- **TASK OBJECTIVE**: Repeat only the stretch of lines below that runs from the line with "If we don't" through the line with "Can we think", unaltered.

- **PROVIDED DATA**:
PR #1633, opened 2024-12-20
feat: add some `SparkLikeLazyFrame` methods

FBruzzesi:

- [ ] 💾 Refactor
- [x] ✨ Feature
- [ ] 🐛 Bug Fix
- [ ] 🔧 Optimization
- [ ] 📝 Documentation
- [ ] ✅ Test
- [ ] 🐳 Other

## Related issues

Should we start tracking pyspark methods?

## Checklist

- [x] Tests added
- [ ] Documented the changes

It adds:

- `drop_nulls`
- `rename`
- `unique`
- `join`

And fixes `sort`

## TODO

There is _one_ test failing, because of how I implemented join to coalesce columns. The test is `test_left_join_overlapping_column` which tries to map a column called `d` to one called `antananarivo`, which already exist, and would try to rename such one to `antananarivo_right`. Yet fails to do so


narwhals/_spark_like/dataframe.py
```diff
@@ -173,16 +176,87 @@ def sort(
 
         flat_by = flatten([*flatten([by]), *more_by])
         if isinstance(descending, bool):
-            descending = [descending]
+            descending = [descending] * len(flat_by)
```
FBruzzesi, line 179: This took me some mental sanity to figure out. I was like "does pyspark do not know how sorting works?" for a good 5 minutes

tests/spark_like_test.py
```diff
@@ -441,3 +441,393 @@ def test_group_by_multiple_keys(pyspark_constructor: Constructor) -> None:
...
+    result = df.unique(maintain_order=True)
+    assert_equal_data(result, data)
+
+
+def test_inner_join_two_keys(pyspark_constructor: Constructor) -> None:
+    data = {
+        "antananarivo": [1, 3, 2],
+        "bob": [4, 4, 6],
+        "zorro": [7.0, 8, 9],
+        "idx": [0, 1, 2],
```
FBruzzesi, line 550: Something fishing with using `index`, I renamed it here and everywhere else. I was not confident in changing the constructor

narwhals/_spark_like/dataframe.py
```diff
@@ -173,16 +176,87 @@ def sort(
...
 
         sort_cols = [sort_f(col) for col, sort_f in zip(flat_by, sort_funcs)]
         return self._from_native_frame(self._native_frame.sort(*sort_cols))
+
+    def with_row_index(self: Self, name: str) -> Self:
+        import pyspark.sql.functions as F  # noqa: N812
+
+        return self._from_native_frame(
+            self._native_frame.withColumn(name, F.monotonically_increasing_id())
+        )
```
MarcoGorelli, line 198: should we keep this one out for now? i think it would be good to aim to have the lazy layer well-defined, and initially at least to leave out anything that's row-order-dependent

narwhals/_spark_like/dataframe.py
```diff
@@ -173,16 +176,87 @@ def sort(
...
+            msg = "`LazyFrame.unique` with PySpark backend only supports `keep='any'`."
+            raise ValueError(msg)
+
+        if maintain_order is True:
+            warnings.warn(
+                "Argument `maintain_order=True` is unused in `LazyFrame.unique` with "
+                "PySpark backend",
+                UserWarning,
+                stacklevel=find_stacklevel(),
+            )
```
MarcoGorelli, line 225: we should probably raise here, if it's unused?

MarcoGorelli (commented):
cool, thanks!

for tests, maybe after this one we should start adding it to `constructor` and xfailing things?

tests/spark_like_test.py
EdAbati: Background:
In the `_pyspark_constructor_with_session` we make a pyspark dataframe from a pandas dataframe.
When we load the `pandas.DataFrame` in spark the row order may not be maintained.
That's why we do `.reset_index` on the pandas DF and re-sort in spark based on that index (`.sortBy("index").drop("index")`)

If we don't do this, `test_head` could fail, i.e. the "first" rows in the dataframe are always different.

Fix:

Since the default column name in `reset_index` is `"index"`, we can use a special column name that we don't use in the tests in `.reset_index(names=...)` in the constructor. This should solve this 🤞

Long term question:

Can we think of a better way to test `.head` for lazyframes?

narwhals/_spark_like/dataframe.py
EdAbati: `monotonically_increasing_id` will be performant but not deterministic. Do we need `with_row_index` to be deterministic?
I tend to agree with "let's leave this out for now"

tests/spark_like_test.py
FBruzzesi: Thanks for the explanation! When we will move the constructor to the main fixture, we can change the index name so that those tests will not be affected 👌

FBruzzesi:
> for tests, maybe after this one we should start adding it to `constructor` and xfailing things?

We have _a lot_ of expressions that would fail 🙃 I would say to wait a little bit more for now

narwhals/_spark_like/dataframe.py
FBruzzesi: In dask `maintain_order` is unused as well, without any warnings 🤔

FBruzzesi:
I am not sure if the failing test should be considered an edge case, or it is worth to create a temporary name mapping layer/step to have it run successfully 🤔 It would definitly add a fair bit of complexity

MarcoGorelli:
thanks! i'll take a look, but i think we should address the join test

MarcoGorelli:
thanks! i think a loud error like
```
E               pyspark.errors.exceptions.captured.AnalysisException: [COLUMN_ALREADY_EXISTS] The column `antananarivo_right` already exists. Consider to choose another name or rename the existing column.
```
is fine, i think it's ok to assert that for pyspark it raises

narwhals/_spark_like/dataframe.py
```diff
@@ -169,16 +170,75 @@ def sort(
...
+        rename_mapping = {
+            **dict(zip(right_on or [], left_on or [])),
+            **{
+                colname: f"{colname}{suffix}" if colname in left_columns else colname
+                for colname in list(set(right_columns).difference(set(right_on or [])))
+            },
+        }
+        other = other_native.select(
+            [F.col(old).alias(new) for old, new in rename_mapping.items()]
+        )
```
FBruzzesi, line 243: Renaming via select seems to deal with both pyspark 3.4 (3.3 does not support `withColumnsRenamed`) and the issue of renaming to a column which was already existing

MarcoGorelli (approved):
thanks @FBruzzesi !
...
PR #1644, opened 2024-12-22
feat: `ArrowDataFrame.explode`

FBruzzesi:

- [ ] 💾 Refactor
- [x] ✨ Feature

- **REPLY**:
If we don't do this, `test_head` could fail, i.e. the "first" rows in the dataframe are always different.

Fix:

Since the default column name in `reset_index` is `"index"`, we can use a special column name that we don't use in the tests in `.reset_index(names=...)` in the constructor. This should solve this 🤞

Long term question:

Can we think of a better way to test `.head` for lazyframes?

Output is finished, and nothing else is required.